Table of Contents
History of lap times
Engines for F3D pylon racing models
Propellers for F3D pylon racing models
Fixed or retractable landing gear ?
Challenging the wind
Flaps in pylon racing models ?
Landscape or portrait?
How it all works together
A Comparison of Pylon Racing Airfoils

Aspects of
Pylon Racing

Landscape or Portrait ?

Vertical tail in "landscape mode" vertical tail in "portrait mode".

Usually, the size of the vertical tailplane is based on previous experiences and the tailplane volume V. This value is defined as the product of tailplane area times the distance from its aerodynamic center to the center of gravity of the plane. After the area of the vertical tailplane has been defined, it is possible to select different aspect ratios AR for it, making the tail long and flat (low AR) or short and high (large AR).

Similar to a wing, the drag of the vertical tailplane is composed of friction drag and induced drag. While the friction drag component is always present, the induced drag is created only, when the model is in yaw. On the one hand, the low AR tail has a large chord, which results in large Reynolds numbers and thus low friction drag coefficients. On the other hand, the vertical tail must develop a force, whenever the plane is in yaw - this will usually happen during takeoff and when the plane enters or leaves a turn or has to be controlled in knifes edge flight. Under these conditions, the low AR tail shows higher induced drag than the high AR tail. Also, a tail with a high aspect ratio is more effective, i.e. it creates the required force at a lower yaw angle.

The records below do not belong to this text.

PR #854, opened 2016-11-14
btcjson: add ErrRPCClientNodeNotAdded

dajohi:


stevenroose:
What are these values based on? Could use a line of documentation :p

dajohi:
https://github.com/bitcoin/bitcoin/blob/master/src/rpc/protocol.h

PR #856, opened 2016-11-16
txscript: reduce allocs in calcSignatureHash

dajohi:


txscript/script.go
```diff
@@ -356,6 +356,7 @@ func calcSignatureHash(script []parsedOpcode, hashType SigHashType, tx *wire.Msg
 	// transaction and the hash type (encoded as a 4-byte little-endian
 	// value) appended.
 	var wbuf bytes.Buffer
+	wbuf.Grow(txCopy.SerializeSize() + 4)
```
davecgh: In order to be more consistent with the rest of the codebase, I would suggest:
```
wbuf := bytes.NewBuffer(make([]byte, 0, txCopy.SerializeSize() + 4))
```

dajohi:
updated.

PR #656, opened 2016-04-08
Implement BIPs 141, 142, 143, 145 and 147 (Segregated Witness) 

Roasbeef:
This PR makes several modifications across `btcd`, and many of the sub-packages in order to add compatibility for the upcoming Segregated Witness soft-fork. As the set of changes is rather expansive, this PR has been split up into several commits to in order to facilitate thorough code review of each change. 

This PR currently implements the changes dictated by the following BIPS: 
- [BIP 141](https://github.com/bitcoin/bips/blob/master/bip-0141.mediawiki)
- [BIP 142](https://github.com/bitcoin/bips/blob/master/bip-0142.mediawiki)
- [BIP 143](https://github.com/bitcoin/bips/blob/master/bip-0143.mediawiki)
- [BIP 145](https://github.com/bitcoin/bips/blob/master/bip-0145.mediawiki) 
- [BIP 147](https://github.com/bitcoin/bips/blob/master/bip-0147.mediawiki)
- [BIP 173](https://github.com/bitcoin/bips/blob/master/bip-0173.mediawiki) 

As of the writing of this PR description, with this patch set `btcd` is able to successful sync up, and correctly validate all blocks and witness commitments on Bitcoin's`testnet`. This PR is still being extensively tested in order to ensure all new consensus critical decision related to transactions, blocks, and script validation are functioning properly. 

The changes across all packages are briefly summarized below:
- `blockchain`:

For a pylon racing model the question is: which aspect ratio is the best, in terms of drag?

The following results are assuming, that the area of the vertical tail is held constant, whereas the aspect ratio is yet unknown. Using the NACA 0006 airfoil, the friction drag has been calculated by Epplers integral boundary layer analysis method, with natural transition.

The induced drag coefficient has been approximately calculated by the simple formula

Cdi = Cl^2/(pi*AR)

assuming, that the span-efficiency factor k cancels out with the increase of the aspect ratio due to the presence of fuselage and horizontal tail.

Numerical results for a typical F3D model are shown below. When the vertical tail is in a "no yaw" condition, the lowest aspect ratio yields the largest chord and the lowest drag coefficients. But, during the operation of a pylon racing model, small yaw angles, in the order of 0.5 to 1 degrees, will occur frequently. Under these conditions, the increased aspect ratio tails perform better, but it is clearly visible, that it is not necessary to increase the aspect ration to very high values. A good compromise might be an AR of 2 to 3 for the vertical tailplane.

Optimum aspect ratio versus yaw angle.
The optimum aspect ratio versus the angle of attack (yaw angle) for two flight speeds.
Schemes of 3 different tails.
Vertical tails, having the same area, but different aspect ratios.

It should be noted, that the thin tail planes of pylon racing models operate at supercritical Reynolds numbers, which means, that there is no catastrophic drag increase, when the aspect ratio is increased. The AR = 1 tail sees Reynolds numbers around 1'000'000, whereas for the AR = 4 tail these numbers are more like 500'000. When the flight speed is reduced, say to velocities below 25 m/s, the Reynolds numbers will fall into the critical region. Here, the results may look different, eventually favoring tailplanes of aspect ratios below 2.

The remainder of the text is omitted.